Many many years ago, I was driving home from college one weekend and saw a turkey vulture. The only reason that I totally checked it out was because it was standing on the opposite lane of the highway and didn’t even flinch when my Monza flew past it going 85 mph. It was so startling that I stopped the car, turned around, got out and tried to approach the bird (which, had that really been some kind of mutant and we were in a horror movie, I would have been buzzard fodder before the opening credits rolled) and the thing waited until I was twenty feet away before it gave up on its dinner of mangled opossum and took off for the prairie, wings unfurling to a span of what had to have been six feet, making a shum shum noise as it flapped away.
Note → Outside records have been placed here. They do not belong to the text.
PR #196, opened 2021-07-08
Proposal: Add mapping symbol

kito-cheng:
Revise history:
 Date | Comment
:---------------- | :--------
2021/07/22   | Remove `$d<N>`, add rule for `$x<ISA>`
2021/07/09   | Add implementation section to mention implantation related stuffs.

# What is Mapping Symbol

This proposal add a new special symbol class, called mapping symbol,
those symbol are used for assist disassembler to having better knowledge
of binary, it could be used for distinguish the code and data region.

Here is two kind of mapping symbol: data and instruction, and both
having an optional extra part in the symbol name for carry extra information.

Symbol Name | Meaning
:---------- | :-----------------------------------------------------------
$d          | Start of a sequence of data.
$x          | Start of a sequence of instructions.
$x\<ISA\>     | Start of a sequence of instructions with \<ISA\> extension.

Mapping symbol are also used by other ISA for same purpose, like ARM, AArch64,
C-sky and nds32.

# Data Mapping Symbol

Data mapping symbol could having an extra length information to present
the orignal data layout.

e.g.
```
.foo:
	.word 10
	.byte 1
	.word 20
	.byte 2
```

Without mapping symbol:
```
$ riscv64-unknown-elf-gcc foo.s -c
$ riscv64-unknown-elf-gcc foo.o -c

Disassembly of section .text:

0000000000000000 <.foo>:
   0:   000a                    c.slli  zero,0x2
   2:   0000                    unimp
   4:   1401                    addi    s0,s0,-32
   6:   0000                    unimp
   8:   0200                    addi    s0,sp,256
```

With mapping symbol:
```
Disassembly of section .text:

00000000 <.foo>:                                      # $d insert here.
   0:   0000000a        .word   0x0000000a
   4:   00001401        .word   0x00001401
   8:   Address 0x0000000000000008 is out of bounds.
```

# Instruction Mapping Symbol

Instruction mapping symbol with extra ISA info could also used for
ifunc, e.g. library are built with `rv64gc`, but few functions
like memcpy provide two version, one built with `rv64gc`, and one built with
`rv64gcv`, and select by ifunc mechanism at run-time; however the arch
attribute is recording for minimal execution environment requirement, so the ISA
information from arch attribute isn't enough for disassembler to disassemble the
`rv64gcv` version correctly.

# Implementation

Here is implementation note for each component of toolchain:
- Mapping symbol are automatically emit by assembler.
- Disassembler take mapping symbol as hint to having better better knowledge about original layout.
- Compiler don't need to aware the existence of mapping symbol.
- Linker don't need extra mechanism for handing mapping symbol, but linker are permit to merge the adjacency mapping symbol if they are exactly same type.
- Strip tool are permit to strip mapping symbol.

### DIFF
--- a/riscv-elf.adoc
+++ b/riscv-elf.adoc
@@ -1164,6 +1164,44 @@ Merge policy:::
 The linker should report errors if object files of different privileged
 specification versions are merged.
 
+
+=== Mapping Symbol
+
+The section can have a mixture of code and data or code with different ISAs.
+A number of symbols, named mapping symbols, describe the boundaries.
+
+[%autowidth]
+|===
+| Symbol Name | Meaning
+| $d          | Start of a sequence of data.
+| $x          | Start of a sequence of instructions.
+| $x<ISA>     | Start of a sequence of instructions with <ISA> extension.
+|===
+
+The mapping symbol should set the type to `STT_NOTYPE`, binding to `STB_LOCAL`,
+and the size of symbol to zero.
+
+The mapping symbol for data(`$d`) indicates the start of a sequence of data bytes.
+
+The mapping symbol for instruction(`$x`) indicates the start of a sequence of
+instructions.
+and it has an optional ISA string, which means the following code regions are
+using ISA is different than the ISA recorded in the arch attribute;
+the ISA information will used until the next instruction mapping symbol;
+an instruction mapping symbol without ISA string means using ISA configuration
+from ELF attribute.
+
+Format and rule of the optional ISA string are same as `Tag_RISCV_arch`, must
+having explicit version, more detailed rule please refer to <<Attributes>>.
+
+NOTE: The use case for mapping symbol for instruction(`$x`) with ISA information
+is used with ifunc, e.g. libraries are built with `rv64gc`, but few functions
+like memcpy provides two versions, one built with `rv64gc`, and one built with
+`rv64gcv`, and select by ifunc mechanism at run-time; however, the arch
+attribute is recording for minimal execution environment requirements, so the
+ISA information from arch attribute is not enough for the disassembler to
+disassemble the `rv64gcv` version correctly.
+
 == Linker Relaxation
 
 At link time, when all the memory objects have been resolved, the code sequence


Nelson1225:
Hi Guys,

This PR LGTM, thanks for Kito's help.

The v2 proposed patch in binutils is as follows,
https://sourceware.org/pipermail/binutils/2021-July/117316.html

However, compared to the current implementation, there are some issues that might be worth discussing.

* $d<N>, N is data length.

The length is only attached when the data is added by cons_worker.  List all possible cases as follows,
`.byte`, `.hword`, `.int`, `.long`, `.octa`, `.quad`, `.short`, `.word`, `.2byte`, `.4byte`, `.8byte`, `.dc`, `.dc.a`, `.dc.b`, `.dc.l`, `.dc.w`, `.rva`.

For the .fill data directive, or rs_align, I still use a $d without data length to mark the region, since it is hard to estimate the length when adding the mapping symbols.  Besides, the initial purpose is to display the code which are written by users more closely, the .fill data are originally a directive to represent a data region, so add the data length to the $d seems redundant.

Therefore, it would be great if we can add - `$d<N>, N is 1, 2, 4, 8`.

* $a1 for odd byte code alignment, $a for a region of code alignment.

Consider the following case, which is compiled by the old toolchain without the mapping symbols.
$ cat tmp.s
        .text
        .option norvc
        .option norelax
        .byte   1
        .align  3
        nop
$ riscv64-unknown-elf-as tmp.s -o tmp.o
$ riscv64-unknown-elf-objdump -d tmp.o
0000000000000000 <.text>:
   0:   0001                    nop
   2:   0001                    nop
   4:   00000013            nop
   8:   00000013            nop
   c:   00000013            nop

There are two problems here,
1. The `.byte` + part of `.align 3` is recognized to a c.nop instruction.
2. c.nop is illegal since `.option norvc` is used.

But if we add mapping symbols for the case, then we can get the more friendly result,
0000000000000000 <.text>:
   0:   01                      .byte   0x01
   1:   00                      align.byte
   2:   0001                  align.nop
   4:   00000013          align.nop
   8:   00000013          nop
   c:   00000013          align.nop

$a1 is added at address 0x1, which is the start of the `.align 3`.  And then $a is added at 0x1 + 0x1 = 0x2.  If we don't add the $a1, then we will get the following result,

For a moment, I wondered if it hadn’t actually been a pterodactyl, but after checking with a biology hottie in the dorm, I had confirmation that it was a turkey vulture. Esteban, however, did not believe me, and teased me for years that it had actually been someone’s chicken. Someone’s gigantic black carrion-craving zombie chicken. He refused to admit that I possibly may have spotted a turkey vulture, despite empirical evidence to support my claim. Eventually I let it drop. I can only be the Vulture Mulder for so long.
Fast forward to yesterday: Esteban and I were going to cross the river in De Pere, but we realized too late that the bridge was closed for some maintenance. We could have easily backtracked a few miles to the one midway between GB and De Pere, but since we weren’t in a hurry and it was a really beautiful day out, I suggested that we drive up to the next little town up the river and cross on that bridge. Esteban, always happy to have an excuse to drive his truck, obliged and we had a lovely drive up one side of the river and down the other. However, winding along the west bank, not too far from the site of the now-demolished shooting location of the horror movie I costarred in when I was sixteen, we startled a large black bird on the road, pecking at some road pizza. It lofted to the top of the bare tree and joined its mate.
I assessed the classic bald red head, the wing span and the coloring, then looked at Esteban and said one word.
And that word was ‘Vulture.’
Of course, the man accused me of seeing things and suggested that it was a crow. A crow with a craggy red head? That was three times bigger than any crow had a right to be? Excuse me! Why are you doubting the Wildlife Spotter?
You can lead a bore to vultures and he still wouldn’t blink.